Seller is responsible for delivering the goods to the dock at port of destination.
DDU- (delivered duty unpaid) seller must arrange for ground transport in the buyer’s
country. Buyer bears responsibility for import custom duties.
DDP- (delivered duty paid) seller bears all risk and customs responsibilities until the
goods are delivered to a specific location and clear for import customs.
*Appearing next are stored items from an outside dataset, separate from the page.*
PR #12090, opened 2026-07-04
feat(echo): add generic Blob API with inline/edge/wnfs backends

wittjosiah:
## Summary

Introduces a generic `Blob` namespace in `@dxos/echo` that abstracts file byte storage behind pluggable backends, replacing the previous inline-only `File.data` field and the WNFS-specific upload/URL-resolver capabilities.

- **`@dxos/echo`**: new `Blob.ts` — schema (`inline`/`external` variants), `Backend` interface (`put`/`get`/`has`/`getUrl?`), `Storage`/`Scheme` constants, and `fromBytes`/`read`/`exists`/`url` ops requiring `Database.Service`.
- **`@dxos/echo-client`**: `BlobManager` dispatches external blobs by URI scheme, registered on `Hypergraph` via `registerBlobBackend`; inline blobs are handled natively with a size cap.
- **`@dxos/edge-client`**: `putBlob`/`getBlob`/`hasBlob`/`deleteBlob` methods; `_callRaw` factored out of the 401-challenge retry loop for raw-body requests.
- **`@dxos/client`**: registers an edge `Blob.Backend` addressed by `sha256:<hex>` content-hash URIs (named for what the identifier is — a digest — not which backend wrote it), with `getUrl` building a direct edge link. Online-only in v1; no local cache (see TODO in `edge-blob-backend.ts` — blocked on GC/refcounting since content-addressed blobs can be shared across objects).
- **`plugin-wnfs`**: adapts existing upload/load helpers to the `Blob.Backend` interface.
- **`@dxos/types`**: `File.data` is now `Ref(Blob.Blob)` (was inline-only bytes); `File.fromBytes` parents the Blob under the File so deleting the File cascades to the Blob. No migration for existing `0.1.0` File objects — they stop appearing once the old schema is deregistered.
- **`plugin-file`**: backend selection reworked around `Blob.Storage` names; settings UI now reads the registry's actual configured default instead of a hardcoded fallback.

### Bug fixes bundled in
- Default storage backend was ignoring the registry's configured default (always fell back to `inline`).
- `FileArticle`/`useImageUrl` re-render loop caused by a `useEffect` keyed on a freshly-constructed `Ref` wrapper on every render.
- `client.ts` race where edge identity setup could throw before the HALO device was ready.

## Test plan
- [x] `moon exec --on-failure continue --quiet :build` — full repo build green
- [x] `MOON_CONCURRENCY=4 moon run :test -- --no-file-parallelism` — full repo test suite green (516 tasks completed)
- [x] `moon run :lint -- --fix` — 0 warnings, 0 errors across 281 packages
- [x] Diff audited for new type casts (`git diff origin/main | grep -nE '\bas (any|unknown|[A-Z])|as unknown as'`) — none found
- [ ] Manual verification in Composer: upload via each backend (inline/edge/wnfs), confirm render in gallery/lightbox

## Summary by CodeRabbit

* **New Features**
  * Added centralized blob management with pluggable storage backends, inline/external blob creation, byte reads, existence checks, and optional renderable URL support.
  * Exposed blob backend registration and default blob storage via Hypergraph and new Database APIs.
  * Added edge blob HTTP support and an edge-backed blob backend; updated WNFS and file handling to use Blob references with `Blob.url`/fallbacks.
* **Bug Fixes**
  * Improved preview URL fallback behavior and safer revocation of generated object URLs.
* **Tests**
  * Expanded Blob, File, Edge, and WNFS test coverage for success, missing/offline, and size-limit scenarios.


packages/core/echo/echo/src/Blob.ts
```diff
@@ -0,0 +1,230 @@
...
+import * as Err from './Err';
+import * as internal from './internal';
+import * as Obj from './Obj';
+import * as Type from './Type';
+
+/**
+ * Inline blob data: bytes stored directly on the ECHO object.
+ */
+export const InlineData = Schema.TaggedStruct('inline', {
+  bytes: Schema.Uint8ArrayFromSelf.annotations({ jsonSchema: { type: 'string', contentEncoding: 'base64' } }),
```
dmaretskyi, line 24: is it worth separating blob data into a separate object so you could query blobs without touching on inline data?

packages/core/echo/echo/src/Blob.ts
```diff
@@ -0,0 +1,230 @@
...
+export interface PutResponse {
+  /** URI locating the stored bytes; must use a scheme the backend resolves. */
+  uri: string;
+}
+
+/**
+ * Implemented by pluggable blob storage backends and registered on the Hypergraph via
+ * `registerBlobBackend`.
+ */
+export interface Backend {
```
dmaretskyi: this feels more like echo-protocol level interface.

I'd omit pluggable blob backends for core @dxos/echo api

packages/core/echo/echo/src/Blob.ts
wittjosiah: we already have this separation with File/Blob

packages/core/echo/echo/src/Blob.ts
wittjosiah: Good call — moved `Backend`/`PutRequest`/`PutResponse` out of `@dxos/echo`'s `Blob.ts` into `@dxos/echo-protocol` as `BlobBackend`/`BlobPutRequest`/`BlobPutResponse` (same pattern already used there for `ForeignKey`/`QueryAST`/`EncodedReference`). Checked `Feed.ts` for precedent — it has no backend-plugin interface at all, it just delegates everything to `Database.Service`, which supports the "this doesn't belong in echo's public surface" read.

`@dxos/echo`'s `Blob` namespace now only exposes the schema (`InlineData`/`ExternalData`/`BlobData`/`Blob`), the `Storage`/`Scheme` constants, and the app-facing `fromBytes`/`read`/`exists`/`url` ops. All backend implementations (echo-client's `BlobManager`, the edge backend in `@dxos/client`, plugin-wnfs's WNFS backend) and `Hypergraph.registerBlobBackend` now import `BlobBackend` directly from `@dxos/echo-protocol`.

3ee4e28d83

Buyer assumes
risk and title when the goods are delivered to the buyer’s specific location.
TYPES OF RISKS
1. Foreseeable Operational Risks- risk associated to the performance of the contract.
Foreseeable Operational Risk- What to do?
a. Define how to correct this situation.
b. Define how to correct this situation.
c. Define communication links between the parties.
d. Define ultimate steps in case of enduring breach.
2. Foreseeable Structural Risks- risks relating to the contracting parties.
Foreseeable Structural Risk- What to do?
a. Identify situations that you couldn’t accept
b. Require the supplier to inform you
c. Reserve the right for you to terminate the contract if these situations occur.
3. Foreseeable and Unforeseeable General Risks- risk relating to the surrounding environment.
Foreseeable and Unforeseeable General Risk- What to do?
a. Indicate that the disadvantage party need to give notice a hardship and request a
renegotiation of the contract.
b. Indicate what to do if an agreement is not reached within reasonable time.